++++ RECORDS SHOWN ++++
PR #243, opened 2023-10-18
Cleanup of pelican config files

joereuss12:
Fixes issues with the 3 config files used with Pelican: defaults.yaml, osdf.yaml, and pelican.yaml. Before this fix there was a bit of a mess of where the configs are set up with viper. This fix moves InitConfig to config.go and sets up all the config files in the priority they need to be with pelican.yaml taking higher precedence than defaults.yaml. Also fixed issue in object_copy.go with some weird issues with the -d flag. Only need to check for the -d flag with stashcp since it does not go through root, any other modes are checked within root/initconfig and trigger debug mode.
++++
++++ RECORDS SHOWN ++++
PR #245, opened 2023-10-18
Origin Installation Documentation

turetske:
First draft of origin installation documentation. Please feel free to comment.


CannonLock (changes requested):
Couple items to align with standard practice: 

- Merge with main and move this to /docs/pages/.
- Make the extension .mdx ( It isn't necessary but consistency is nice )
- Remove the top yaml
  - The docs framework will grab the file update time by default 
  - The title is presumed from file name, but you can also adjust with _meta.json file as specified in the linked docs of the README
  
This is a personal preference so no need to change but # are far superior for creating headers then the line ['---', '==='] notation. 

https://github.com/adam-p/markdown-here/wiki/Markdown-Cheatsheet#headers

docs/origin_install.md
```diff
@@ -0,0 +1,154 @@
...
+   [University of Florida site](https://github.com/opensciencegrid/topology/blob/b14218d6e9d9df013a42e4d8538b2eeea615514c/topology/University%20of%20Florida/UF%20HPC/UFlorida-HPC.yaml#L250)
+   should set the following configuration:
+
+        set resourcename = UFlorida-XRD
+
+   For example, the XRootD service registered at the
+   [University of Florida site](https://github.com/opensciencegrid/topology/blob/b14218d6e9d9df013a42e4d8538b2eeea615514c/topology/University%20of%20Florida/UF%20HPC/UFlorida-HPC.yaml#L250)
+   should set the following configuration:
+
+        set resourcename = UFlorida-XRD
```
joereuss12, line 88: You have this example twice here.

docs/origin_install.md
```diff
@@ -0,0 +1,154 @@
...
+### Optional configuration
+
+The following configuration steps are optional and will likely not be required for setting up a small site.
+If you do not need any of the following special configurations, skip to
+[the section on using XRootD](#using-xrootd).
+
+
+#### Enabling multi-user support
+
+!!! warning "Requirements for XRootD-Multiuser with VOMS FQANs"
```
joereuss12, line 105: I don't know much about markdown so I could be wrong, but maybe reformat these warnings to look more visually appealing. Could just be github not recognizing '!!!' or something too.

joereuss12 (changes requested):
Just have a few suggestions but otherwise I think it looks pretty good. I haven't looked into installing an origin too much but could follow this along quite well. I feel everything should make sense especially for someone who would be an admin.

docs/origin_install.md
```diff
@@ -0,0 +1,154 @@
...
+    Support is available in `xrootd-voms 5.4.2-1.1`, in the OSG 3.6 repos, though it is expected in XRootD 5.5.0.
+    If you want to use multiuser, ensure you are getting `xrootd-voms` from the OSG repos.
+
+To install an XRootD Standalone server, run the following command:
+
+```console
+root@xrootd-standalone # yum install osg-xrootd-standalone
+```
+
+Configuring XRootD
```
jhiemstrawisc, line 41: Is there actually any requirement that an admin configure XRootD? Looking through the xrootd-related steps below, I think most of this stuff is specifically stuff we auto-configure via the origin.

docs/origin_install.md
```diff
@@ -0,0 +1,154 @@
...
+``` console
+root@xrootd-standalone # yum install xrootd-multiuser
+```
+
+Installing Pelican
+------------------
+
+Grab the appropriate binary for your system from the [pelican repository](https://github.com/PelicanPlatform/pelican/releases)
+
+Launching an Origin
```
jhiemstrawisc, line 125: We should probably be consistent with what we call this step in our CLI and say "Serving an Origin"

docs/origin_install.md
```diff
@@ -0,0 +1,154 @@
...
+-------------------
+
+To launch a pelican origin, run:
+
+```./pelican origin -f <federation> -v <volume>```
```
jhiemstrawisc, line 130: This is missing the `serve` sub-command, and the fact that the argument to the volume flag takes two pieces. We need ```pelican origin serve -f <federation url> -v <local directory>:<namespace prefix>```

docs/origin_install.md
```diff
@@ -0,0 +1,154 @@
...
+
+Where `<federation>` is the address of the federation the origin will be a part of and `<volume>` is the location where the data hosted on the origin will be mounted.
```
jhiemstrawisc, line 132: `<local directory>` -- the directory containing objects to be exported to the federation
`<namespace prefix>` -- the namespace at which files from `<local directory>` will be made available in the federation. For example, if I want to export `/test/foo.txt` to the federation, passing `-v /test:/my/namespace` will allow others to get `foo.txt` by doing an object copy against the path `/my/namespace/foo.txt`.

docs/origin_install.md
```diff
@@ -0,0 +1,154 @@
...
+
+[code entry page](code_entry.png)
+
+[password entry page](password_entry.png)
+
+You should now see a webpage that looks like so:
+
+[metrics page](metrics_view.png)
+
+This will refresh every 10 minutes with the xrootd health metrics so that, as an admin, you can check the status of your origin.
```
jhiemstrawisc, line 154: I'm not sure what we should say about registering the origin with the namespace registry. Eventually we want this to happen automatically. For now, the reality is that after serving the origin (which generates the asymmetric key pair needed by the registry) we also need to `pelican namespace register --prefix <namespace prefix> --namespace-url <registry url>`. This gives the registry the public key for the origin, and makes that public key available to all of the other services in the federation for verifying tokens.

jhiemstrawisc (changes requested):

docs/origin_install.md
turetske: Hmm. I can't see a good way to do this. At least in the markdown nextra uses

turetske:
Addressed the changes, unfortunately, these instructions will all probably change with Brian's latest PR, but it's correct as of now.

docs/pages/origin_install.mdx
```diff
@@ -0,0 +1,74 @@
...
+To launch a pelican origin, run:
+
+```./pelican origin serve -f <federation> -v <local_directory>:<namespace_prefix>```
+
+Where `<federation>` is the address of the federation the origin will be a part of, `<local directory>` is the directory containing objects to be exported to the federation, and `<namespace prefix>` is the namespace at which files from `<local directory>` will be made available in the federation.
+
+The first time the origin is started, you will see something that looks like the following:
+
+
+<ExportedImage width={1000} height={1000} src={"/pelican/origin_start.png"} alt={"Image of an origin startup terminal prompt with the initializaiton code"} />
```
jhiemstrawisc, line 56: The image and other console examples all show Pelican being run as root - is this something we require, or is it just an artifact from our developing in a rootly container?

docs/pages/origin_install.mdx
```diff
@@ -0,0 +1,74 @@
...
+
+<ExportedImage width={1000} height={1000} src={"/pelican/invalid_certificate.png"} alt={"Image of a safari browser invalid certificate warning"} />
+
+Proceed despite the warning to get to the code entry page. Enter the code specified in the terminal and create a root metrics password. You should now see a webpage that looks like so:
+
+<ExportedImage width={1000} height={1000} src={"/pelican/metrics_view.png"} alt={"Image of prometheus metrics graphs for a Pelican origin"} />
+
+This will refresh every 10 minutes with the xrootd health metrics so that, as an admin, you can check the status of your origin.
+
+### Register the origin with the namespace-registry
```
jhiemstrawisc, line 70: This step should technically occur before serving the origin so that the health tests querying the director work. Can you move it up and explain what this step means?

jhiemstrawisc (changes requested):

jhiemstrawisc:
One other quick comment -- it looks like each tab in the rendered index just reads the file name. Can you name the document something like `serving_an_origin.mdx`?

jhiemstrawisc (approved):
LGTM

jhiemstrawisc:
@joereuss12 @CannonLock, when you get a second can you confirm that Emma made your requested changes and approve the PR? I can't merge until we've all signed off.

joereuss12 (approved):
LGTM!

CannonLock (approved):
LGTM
++++
++++ RECORDS SHOWN ++++
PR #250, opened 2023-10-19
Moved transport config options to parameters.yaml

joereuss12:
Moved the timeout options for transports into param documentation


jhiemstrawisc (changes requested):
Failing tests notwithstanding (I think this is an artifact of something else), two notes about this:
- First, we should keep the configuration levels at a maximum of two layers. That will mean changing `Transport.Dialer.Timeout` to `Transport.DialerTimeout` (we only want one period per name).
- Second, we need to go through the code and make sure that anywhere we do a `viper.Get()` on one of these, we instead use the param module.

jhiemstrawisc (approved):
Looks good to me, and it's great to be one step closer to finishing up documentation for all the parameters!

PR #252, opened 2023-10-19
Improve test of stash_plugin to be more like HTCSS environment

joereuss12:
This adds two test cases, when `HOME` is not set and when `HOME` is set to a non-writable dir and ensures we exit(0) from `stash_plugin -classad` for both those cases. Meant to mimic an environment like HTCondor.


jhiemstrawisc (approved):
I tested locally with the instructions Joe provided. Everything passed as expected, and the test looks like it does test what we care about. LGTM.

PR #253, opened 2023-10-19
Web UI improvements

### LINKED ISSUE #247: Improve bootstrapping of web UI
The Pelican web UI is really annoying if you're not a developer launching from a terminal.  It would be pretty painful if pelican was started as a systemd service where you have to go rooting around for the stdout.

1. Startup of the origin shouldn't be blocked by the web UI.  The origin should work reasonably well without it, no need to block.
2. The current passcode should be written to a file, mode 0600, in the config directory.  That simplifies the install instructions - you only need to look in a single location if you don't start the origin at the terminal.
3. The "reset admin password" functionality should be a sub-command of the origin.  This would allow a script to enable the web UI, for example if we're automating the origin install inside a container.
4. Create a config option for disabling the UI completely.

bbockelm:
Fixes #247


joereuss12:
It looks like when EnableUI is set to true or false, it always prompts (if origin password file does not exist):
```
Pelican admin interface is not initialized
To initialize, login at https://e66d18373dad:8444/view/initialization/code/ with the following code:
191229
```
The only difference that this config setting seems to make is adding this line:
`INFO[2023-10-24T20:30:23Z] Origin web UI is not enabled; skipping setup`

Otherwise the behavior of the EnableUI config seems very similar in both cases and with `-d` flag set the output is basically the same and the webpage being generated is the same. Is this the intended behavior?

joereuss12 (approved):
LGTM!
++++
-- EXERCISE PROMPT --
Starting at the line with "PR #253, opened 2023-10-19" and ending at the line with "The Pelican web", print each line of the listing above exactly, with no other lines.

-- EXERCISE SOLUTION --
PR #253, opened 2023-10-19
Web UI improvements

### LINKED ISSUE #247: Improve bootstrapping of web UI
The Pelican web UI is really annoying if you're not a developer launching from a terminal.  It would be pretty painful if pelican was started as a systemd service where you have to go rooting around for the stdout.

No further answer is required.